→ **DATA FOR THIS EXERCISE**:
PR #44, opened 2024-10-10
SRCH-5547 Automate Schedule Initialization

selfdanielj:
## Summary
- Instead of running and maintaining the SQL statements we can just run a script now.  The full directions have been updated at `search_gov_crawler/search_gov_spiders/utility_files/README.md`
- Created init_schedule.py that takes a single argument, a json input file, that reads the input file, truncates tables, and inserts data into the task table.
  - Instead of hard-coding the schedule, created a class that generates the schedule.  Adding functionality that would wrap around the first set of schedule slots was going to complicate things and I don't think we need it so I just raise an error if someone tries to use it like that.
  - I am not sure of the best way to find the databases.  Please let me know especially if you have trouble with that part.  We can (and probably should) implement a DATA_PATH variable in prod but locally at least I'm just guessing.
- Removed job-id from crawl-sites.json based on [comment](https://github.com/GSA/searchgov-spider/pull/38#discussion_r1775521383) in first schedule PR
- Ran codecoverage and pylint locally and made small updates based on that feedback.
- Updated tests
  - New testing dependency `freezegun` that makes it easier to test current date/datetime values.  Added this to requirements, pyproject.toml and dependabot group.
  - added coverage where appropriate

### Testing
- Follow the directions in the readme linked above but if you have things running you can just do
```
$ cd search_gov_crawler/search_gov_spiders/utility_files
$ python init_schedule.py --input_file=./crawl-sites.json
```
- If this runs successfully you should be able to view, edit, and schedule the jobs in scrapydweb.

### Checklist

#### Functionality Checks

#### Process Checks


IsabelLaurenceau (approved):
Code looks good minus the conflicts that need to be addressed and works as expected! 

One of the things I looked at was what happens if I delete a few entries and run the code again. I noticed it replaced the entire table and when I looked through the code I saw that truncate_table() in init_scedule.py always deletes the entire schedule and re-uploads it. I think that makes sense for this requirement but I wonder what the future work of this is going to look like. Will we want more of an update table etc? (No need to speculate now since we should see how it's actually used but just a thought)

selfdanielj:
> of the things I looked at was what happens if I delete a few entries and run the code again. I noticed it replaced the entire table and when I looked through the code I saw that truncate_table() in init_scedule.py always deletes the entire schedule and re-uploads it. I think that makes sense for this requirement but I wonder what the future work of this is going to look like

Great point... l'll also keep this in mind going forward.

igoristic (approved):
Looks good 🏆

PR #48, opened 2024-10-30
SRCH-5588 Scrapy Scheduler

selfdanielj:
## Summary
- Allows for apscheduler-backed process to schedule and run `scrapy crawl` commands directly, without scrapyd or scrapydweb.  This approach does not add any new requirements nor does it break anything related to running scrapyd or scrapydweb.
- Updated readme and added a few basic tests.

### Testing
- Follow directions in main readme to start scheduler.  This will schedule all jobs according the the initial schedule specified in the [utilitiy files readme schedule](https://github.com/GSA/searchgov-spider/blob/main/search_gov_crawler/search_gov_spiders/utility_files/README.md#job-schedule-calendar). 
- You can now wait for the next scheduled run to ensure things work.

- If you don't want to wait you can try to schedule some test crawls by editing the `scrapy_scheduler.py` file to load crawl sites from the test sites file.  It will schedule the jobs 2, 4, and 6 minutes in the future. You can then watch the runs and monitor the output.
  - Replace `CRAWL_SITES_FILE` assignment on line 20 with `CRAWL_SITES_FILE = Path(__file__).parent.parent / "tests" / "search_gov_spiders" / "crawl-sites-test.json"`

  - Replace the entire `transform_crawl_sites` function with the code below. 
```python
def transform_crawl_sites(crawl_sites: list[dict]) -> list[dict]:
    """Transform crawl sites records into a format that can be used to"""

    transformed_crawl_sites = []
    schedule = SpiderSchedule()

    from datetime import datetime, UTC, timedelta

    current_datetime = datetime.now(tz=UTC)
    for idx, crawl_site in enumerate(crawl_sites):
        job_name = str(crawl_site["name"])
        schedule_slot = schedule.get_next_slot()

        next_run = current_datetime + timedelta(minutes=idx + 2)

        transformed_crawl_sites.append(
            {
                "func": run_scrapy_crawl,
                "id": job_name.lower().replace(" ", "-").replace("---", "-"),
                "name": job_name,
                "trigger": CronTrigger(
                    year="*",
                    month="*",
                    day="*",
                    week="*",
                    day_of_week=next_run.strftime("%a").lower(),
                    hour=next_run.hour,
                    minute=next_run.minute,
                    second=0,
                    timezone="UTC",
                    jitter=0,
                ),
                "args": [
                    "domain_spider" if not crawl_site["handle_javascript"] else "domain_spider_js",
                    crawl_site["allowed_domains"],
                    crawl_site["starting_urls"],
                ],
            }
        )

    return transformed_crawl_sites
```
### Checklist

#### Functionality Checks

#### Process Checks

### DIFF
--- a/search_gov_crawler/scrapy_scheduler.py
+++ b/search_gov_crawler/scrapy_scheduler.py
@@ -89,7 +89,7 @@ def start_scrapy_scheduler(input_file: Path) -> None:
     # Initalize scheduler
     scheduler = BlockingScheduler(
         jobstores={"memory": MemoryJobStore()},
-        executors={"default": ThreadPoolExecutor(max_workers=5)},
+        executors={"default": ThreadPoolExecutor(max_workers=10)},
         job_defaults={"coalesce": False, "max_instances": 1},
         timezone="UTC",
     )
--- a/search_gov_crawler/scrapy_scheduler.py
+++ b/search_gov_crawler/scrapy_scheduler.py
@@ -1,0 +1,106 @@
+import json
+import logging
+import subprocess
+import os
+from pathlib import Path
+
+from apscheduler.executors.pool import ThreadPoolExecutor
+from apscheduler.jobstores.memory import MemoryJobStore
+from apscheduler.schedulers.blocking import BlockingScheduler
+from apscheduler.triggers.cron import CronTrigger
+from pythonjsonlogger.json import JsonFormatter
+
+from search_gov_crawler.search_gov_spiders.extensions.json_logging import LOG_FMT
+from search_gov_crawler.search_gov_spiders.utility_files.init_schedule import SpiderSchedule
+
+logging.basicConfig(level=logging.INFO)
+log = logging.getLogger()
+log.handlers[0].setFormatter(JsonFormatter(fmt=LOG_FMT))
+
+CRAWL_SITES_FILE = Path(__file__).parent / "search_gov_spiders" / "utility_files" / "crawl-sites.json"
+
+
+def run_scrapy_crawl(spider: str, allowed_domains: str, start_urls: str) -> None:
+    """Runs `scrapy crawl` command as a subprocess given the allowed arguments"""
+
+    scrapy_env = os.environ.copy()
+    scrapy_env["PYTHONPATH"] = str(Path(__file__).parent.parent)
+
+    subprocess.run(
+        f"scrapy crawl {spider} -a allowed_domains={allowed_domains} -a start_urls={start_urls}",
+        check=True,
+        cwd=Path(__file__).parent,
+        env=scrapy_env,
+        executable="/bin/bash",
+        shell=True,
+    )
+    log.info(
+        "Successfully completed scrapy crawl with args spider=%s, allowed_domains=%s, start_urls=%s",
+        spider,
+        allowed_domains,
+        start_urls,
+    )
+
+
+def transform_crawl_sites(crawl_sites: list[dict]) -> list[dict]:
+    """Transform crawl sites records into a format that can be used to"""
+
+    transformed_crawl_sites = []
+    schedule = SpiderSchedule()
+
+    for crawl_site in crawl_sites:
+        job_name = str(crawl_site["name"])
+        schedule_slot = schedule.get_next_slot()
+        transformed_crawl_sites.append(
+            {
+                "func": run_scrapy_crawl,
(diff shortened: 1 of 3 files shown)


search_gov_crawler/scrapy_scheduler.py
```diff
@@ -0,0 +1,106 @@
...
+
+    # Load and transform crawl sites
+    crawl_sites = json.loads(input_file.read_text(encoding="UTF-8"))
+    apscheduler_jobs = transform_crawl_sites(crawl_sites)
+
+    # Initalize scheduler
+    scheduler = BlockingScheduler(
+        jobstores={"memory": MemoryJobStore()},
+        executors={"default": ThreadPoolExecutor(max_workers=5)},
+        job_defaults={"coalesce": False, "max_instances": 1},
```
igoristic, line 93: Should we maybe max these out to the instance's available resources. Not sure how it works, but usually if you don't provide the params (max_workers and max_instances) it will use the system's max

igoristic (approved):
Awesome job @selfdanielj !! ⭐ 

Approved, however, I think we should also remove all scrapyd/scrapydweb modules from requirements and all its code. And, add it all back once we decide to use them again. Otherwise, we'll have a lot of dead code

search_gov_crawler/scrapy_scheduler.py
selfdanielj: For max workers... looks like it defaults (for apscheduler at least) to 10 https://apscheduler.readthedocs.io/en/stable/modules/executors/pool.html?highlight=threadpoolexecutor#apscheduler.executors.pool.ThreadPoolExecutor. Sure we could increase should it be a environment variable we could set upstream in ansible or something?  
```python
executors={"default": ThreadPoolExecutor(max_workers=os.environ.get("AP_SCHEDULER_MAX_WORKERS", 10))}
```
default could be 10 or 20 or whatever but i prefer an explicit call out here even if we go with 10.

for max_instances, i couldn't find it documented but in the BaseScheduler class it appears the default is 1:
https://github.com/agronholm/apscheduler/blob/2a2210fc71683547f8b01c7d4552815c3b67c1fe/apscheduler/schedulers/base.py#L714

This is how many instances of the crawl job can run at once.  This seems like it should be left at 1, right?  Do we want to be running a crawl of example.com and then start another example.com crawl before that first one finishes?

The other day I did some manual testing of what happens when you hit these numbers and apscheduler just logs a warning with a reason and skips the run.

selfdanielj:
> Awesome job @selfdanielj !! ⭐
> 
> Approved, however, I think we should also remove all scrapyd/scrapydweb modules from requirements and all its code. And, add it all back once we decide to use them again. Otherwise, we'll have a lot of dead code

I think that's well intentioned but I wonder if its worth it to do all that.  I thought this was just supposed to be "back up" to the real solution of MFAing scrapydweb.  Isn't the next thing you are working on adding in login.gov?  won't you need all the scrapyd/scrapydweb code in the repo to do that? @IsabelLaurenceau what do you think?

search_gov_crawler/scrapy_scheduler.py
igoristic: Ah, okay makes sense. Yeah, I think 10 is a good start then. Usually ec2 instances have 2 threads per core so we can assume: `max_workers=instance_cpus*2`

IsabelLaurenceau:
> > Awesome job @selfdanielj !! ⭐
> > Approved, however, I think we should also remove all scrapyd/scrapydweb modules from requirements and all its code. And, add it all back once we decide to use them again. Otherwise, we'll have a lot of dead code
> 
> I think that's well intentioned but I wonder if its worth it to do all that. I thought this was just supposed to be "back up" to the real solution of MFAing scrapydweb. Isn't the next thing you are working on adding in login.gov? won't you need all the scrapyd/scrapydweb code in the repo to do that? @IsabelLaurenceau what do you think?

Yeah I agree with @selfdanielj I don't think we should remove scrapyd or scrapydweb if this is only meant to be a backup. If we do end up going with this and for some reason MFA and UI integration is delayed for a foreseeable future than I think we can and should discuss removing them to not have dead code but I think for now they should stay.

IsabelLaurenceau (approved):

search_gov_crawler/scrapy_scheduler.py
selfdanielj: i made the update to hardcode to 10... if we want to adjust or parameterize later we can do that.

PR #56, opened 2024-11-25
SRCH-5714 add ability to do a single benchmark run

selfdanielj:
## Summary
Created this draft PR to help facilitate bench marking... what about something like this? gives us some flexibility?
```

python search_gov_crawler/benchmark.py --starting_urls="https://quotes.toscrape.com" --allowed_domains="quotes.toscrape.com"
```
This will add a job using a similar process as would with the no-UI functionality (and also scrapydweb I think) but we can control what we pass in.

If we need more configurable options we can add more environment variables or add a config file.

### Checklist

#### Functionality Checks

#### Process Checks

### DIFF
--- a/search_gov_crawler/benchmark.py
+++ b/search_gov_crawler/benchmark.py
@@ -1,0 +1,68 @@
+import argparse
+import logging
+import time
+import os
+from datetime import datetime, UTC, timedelta
+
+from apscheduler.executors.pool import ThreadPoolExecutor
+from apscheduler.jobstores.memory import MemoryJobStore
+from apscheduler.schedulers.background import BackgroundScheduler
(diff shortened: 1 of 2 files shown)


selfdanielj:
> Code change in the scheduler makes sense to me. I'm not sure if it was just for an example but think we would want to use actual federal domains and not quotes to scrape.

For sure... you can pass in any domain/starting url and also enable javascript
`python search_gov_crawler/scrapy_scheduler.py --starting_urls="https://www.fac.gov/" --allowed_domains="fac.gov"`
`python search_gov_crawler/scrapy_scheduler.py --starting_urls="https://www.js.example/" --allowed_domains="js.example" --handle_js`

PR #59, opened 2024-12-10
Srch 5744 benchmark findings

selfdanielj:
## Summary
* Made updates and re-organized main `settings.py` so that:
  * Settings adjusting similar high-level behavior are next to each other in the file
  * Commented out a few settings that did not apply because the main flag for that setting is disabled.
  * Disabled the [telnet console](https://docs.scrapy.org/en/latest/topics/telnetconsole.html) since we are not using it, I don't see us starting to use it.  Disabling it likely frees up some memory/CPU that can be used elsewhere.
  * Disabled the close spider extension since I think we want to make sure we crawl every link available and don't want to stop crawling prematurely.
  * Enforced a one second delay between requests and a single concurrent connection.
  * Moved all playwright related settings to the `domain_spider_js` spider to prevent any usage of memory or CPU loading playwrght during non-JS runs as was observed in the benchmark testing.
* Added a more descriptive logging representation of spiders (and crawlers) so that we can identify log messages that belong to different spiders in the same output stream.  Previously you might have seen only `{"spider": "domain_spider"}` or `{"crawler": "search_gov_spiders"}` at the end of log messages but now you should see:

```
{
    "spider": {
        "name": "domain_spider",
        "allowed_domains": "example.com",
        "starting_urls": "https://www.example.com"
    }
}
OR
{
    "crawler": {
        "name": "search_gov_spiders"
    }
}
```

### How to Test
Run a spider e.g. `scrapy crawl domain_spider -a allowed_domains=quotes.toscrape.com -a start_urls=https://quotes.toscrape.com/` and verify the following:
* Speed of requests, as reported in the logs, is limited to a maximum of 1 page per second (60/min)
* No log messages printed about telnet starting
* While the spider is running, in another terminal run `ps aux | grep playwright`.  There should be no results.  Compare this to main to see the change.
* Ensure output correct and where expected
* Verify that logging messages specific to a spider or crawler contains a detailed spider or crawler object at the end of the log message as shown above.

→ **TASK ITEM**:
Find every line above where the word "level" occurs, and copy that line.

→ **RESPONSE**:
+logging.basicConfig(level=logging.INFO)
  * Settings adjusting similar high-level behavior are next to each other in the file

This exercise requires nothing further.